An employer minded to use these realities to its advantage can readily become an unreasonable or irresponsible employer while still acting lawfully. The implications of these factors for ethical decision-making are clear and magnified all the more under the circumstances of the last 15 months.
What of the SRA?
It is timely, therefore, to have in mind the regulator’s stated position that, where it opens an SRA investigation into professional misconduct allegations, it will be looking at the “culture” of the practice where the alleged misconduct has taken place as a relevant consideration in its own right.
Where those businesses do not properly provide for their employees’ well-being, inculcate toxic environments or demonstrate unethical employment practices, the SRA will look as much to entities as to individuals for answers.
In the case of G v N, an implication of the tribunal’s findings – including that it preferred G’s evidence over N’s on key points – is that it might perhaps have done things better from the regulatory perspective as well as the employment law perspective.

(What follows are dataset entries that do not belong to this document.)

Issue #764, opened 2018-03-22
Refactor GroupUtilization


tbaxter-18f:
Currently, the GroupUtilization view is pretty resource intensive, with calls to `/utilization` racking up some big numbers in Django Debug Toolbar.

This is just one example, but it's pretty typical:
```
Time 
CPU: 11440.00ms (19700.12ms)
SQL: 948 in 1635
```

With some optimization of the queries, we should be able to bring this down to much more reasonable numbers.

rogeruiz:
@tbaxter-18f what do you think about adding this to this body of work too? that way we can catch any other intensive queries in the future by looking at the logs.

https://www.dabapps.com/blog/logging-sql-queries-django-13/

tbaxter-18f:
I'm not averse, but I'm not sure it would help in this particular case, either. I don't think any of the queries here were _that_ intense (although there were a lot of joins), but rather that we had 950 queries for this page.

rogeruiz:
From my understanding of the post, this would display the number of queries for a particular request in the logs. That seems like it's useful information to possibly monitor. Isn't that what the Debug toolbar was showing as well? @tbaxter-18f

tbaxter-18f:
Perhaps -- and I'm just spitballing here -- but maybe it would be good to implement that as middleware? I think it'd be a separate story, but agree it may be worth pursuing.

PR #765, opened 2018-03-22
764 Refactored GroupUtilization for better performance.

tbaxter-18f:
## Description

#764 Refactored GroupUtilization for better performance. Simplifies queries, resulting queryset and view. Please double-check this carefully. There's a lot of changes, and I want to be sure I didn't break anything.

## Additional information
Typical Before: 
CPU: 11440.00ms (19700.12ms)
SQL: 948 in 1635

Typical after:
Time: 1580 (2900)
SQL: 125 in 255

### DIFF
--- a/tock/tock/templates/utilization/group_utilization.html
+++ b/tock/tock/templates/utilization/group_utilization.html
@@ -4,132 +4,129 @@
 {% endblock %}
 
 {% block content %}
+  <h2>Utilization by Unit</h2>
 
-<h2>Utilization by Unit</h2>
-{% if request.user.is_staff %}
-<h3>Notes:</h3>
-<p>
-  The following report contains users who are marked as billable in Tock,
-  organized by their unit as listed in Tock. Both attributes may be easily
-  updated via the <b>Employees</b> page of the Tock <a href="/admin">admin</a>
-  interface. Within each unit, employees are ordered alphabetically by last name.
-</p>
-<p>
-  The contents of this page may only be viewed by Tock users who are marked as
-  "staff" users. This attribute may be updated via the Tock
-  <a href="/admin">admin</a> interface, as well, via the <b>Users</b> page.
-</p>
-<p>
-  Utilization is calculated by dividing the total number of hours submitted on
-  projects that are marked "billable" in Tock, divided by the total number of
-  hours submitted on all projects for the given period.
-</p>
-<h3>Jump to:</h3>
-<ul>
-{% for i in unit_choices %}
-  <li><a href="#{{i.1}}">{{i.1}}</a></li>
-{% endfor %}
-</ul>
+  ---- {{ object_list }}
+  {% if request.user.is_staff %}
+    <h3>Notes:</h3>
+    <p>
+      The following report contains users who are marked as billable in Tock,
+      organized by their unit as listed in Tock. Both attributes may be easily
+      updated via the <b>Employees</b> page of the Tock <a href="/admin">admin</a>
+      interface. Within each unit, employees are ordered alphabetically by last name.
+    </p>
+    <p>
+      The contents of this page may only be viewed by Tock users who are marked as
+      "staff" users. This attribute may be updated via the Tock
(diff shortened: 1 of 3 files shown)


tbaxter-18f:
@toolness how can I work around that list index error in the test?

tock/tock/templates/utilization/group_utilization.html
```diff
@@ -4,132 +4,129 @@
...
+        </tbody>
+      </table>
+    {% endfor %}
 
-{% else %}
+  {% else %}
 
-<h3>This page is viewable by Tock users with an `is_staff` status of True.</h3>
-<p>If you need access, please contact your supervisor.</p>
+    <h3>This page is viewable by Tock users with an `is_staff` status of True.</h3>
```
rogeruiz: I know this was already here previously. But I don't see the value in including the `is_staff` property for users. I think this copy could be cleaned up to read something like.

### You don't have permission to view this information.
If you need access, please contact your supervisor.

tbaxter-18f: I agree, Roger. I actually pondered moving the is_staff check up into the view so we could and redirecting them before making all the queries, but in the end I didn't expand the scope to do that. I'm not averse to doing so, though, though.

I think the main  thing is to decide if you want this page handling both, or if we'd rather redirect to some sort of 403 template. My vote would be the latter, but either will work.

tock/utilization/tests/test_views.py
```diff
@@ -108,30 +108,30 @@ def test_utilization(self):
...
         self.assertTrue(response.context['through_date'])
         self.assertTrue(response.context['recent_start_date'])
-        self.assertEqual(len(response.context['user_list']), 2)
-        self.assertTrue(response.context['user_list'][0].__dict__['last'])
-        self.assertTrue(response.context['user_list'][0].__dict__['fytd'])
-        self.assertTrue(response.context['user_list'][0].__dict__['recent'])
+        self.assertEqual(len(response.context['object_list'][0]['billable_staff']), 2)
+        self.assertTrue(response.context['object_list'][0]['last'])
+        self.assertTrue(response.context['object_list'][0]['fytd'])
+        self.assertTrue(response.context['object_list'][0]['recent'])
```
ccostino: Good call on refactoring the calls to `__dict__`, thank you!

tock/utilization/views.py
```diff
@@ -11,261 +11,241 @@
...
+        """
+        Resolve recent reporting periods.
+
+        Although recent_rps is set to the last four reporting periods,
+        we could accept a form response that allows the user or app to
+        dynamically customize number of periods to include in the queryset.
+
+        Also, if they're not staff, we're going to go ahead and bounce
+        them to 403 so we don't make all these queries.
+        """
```
ccostino: :clap: on the comments!  Good on the 403 redirect as well.

tock/utilization/views.py
```diff
@@ -11,261 +11,241 @@
...
+                    timecard__reporting_period__start_date__gte=self.recent_rps[3]
+                ).select_related(
+                    'timecard__reporting_period',
+                    'project__accounting_code__billable'
+                ).values(
+                    'id',
+                    'hours_spent',
+                    'timecard__reporting_period',
+                    'timecard__reporting_period__start_date',
+                    'project__accounting_code__billable'
```
ccostino: Well done, good use of `values()` here too to cut things down query-wise.

tock/utilization/views.py
```diff
@@ -11,261 +11,241 @@
...
-            ).aggregate(
-                Sum('hours_spent'
+                """
+                We also need to know the billable cards, but
+                we only need the IDs to boil down each reporting period QS
+                and find the intersection below.
+                """
+                user_billable_timecard_ids = user_timecards.filter(
+                    project__accounting_code__billable=True
+                ).values_list('id', flat=True)
```
ccostino: Same, nice use of `values_list()` to get precisely what we need!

It seems reasonably clear the tribunal found the firm’s evidence on its employment practices unconvincing at best, with the implication that this is because the employer may have been seeking to exploit the situation with the pandemic to dispose of G on an unsustainable premise.
There is no direct suggestion that it found the firm’s evidence misleading, but it was clearly not considered as reliable as other available evidence to it. Were the former the case, the regulatory implications would, of course, have been stark.
While the success of the sector in navigating a course through the pandemic for the most part intact is a cause for celebration, the human cost for many, like G, cannot and must not be forgotten.
There will likely be numerous other, unreported instances where similar fact patterns have unfolded, making the case a timely reminder not only of the importance of ensuring employment practices are humane and ethical, but also that the cost of the pandemic should not be measured in numbers of firms lost alone.
It should also take account of the aspiring, would-be members of the profession vulnerable to the whims of employer firms fighting for their lives whose careers and career development might have been viewed as collateral and not as a central consideration in pursuing a sustainable practice through the pandemic.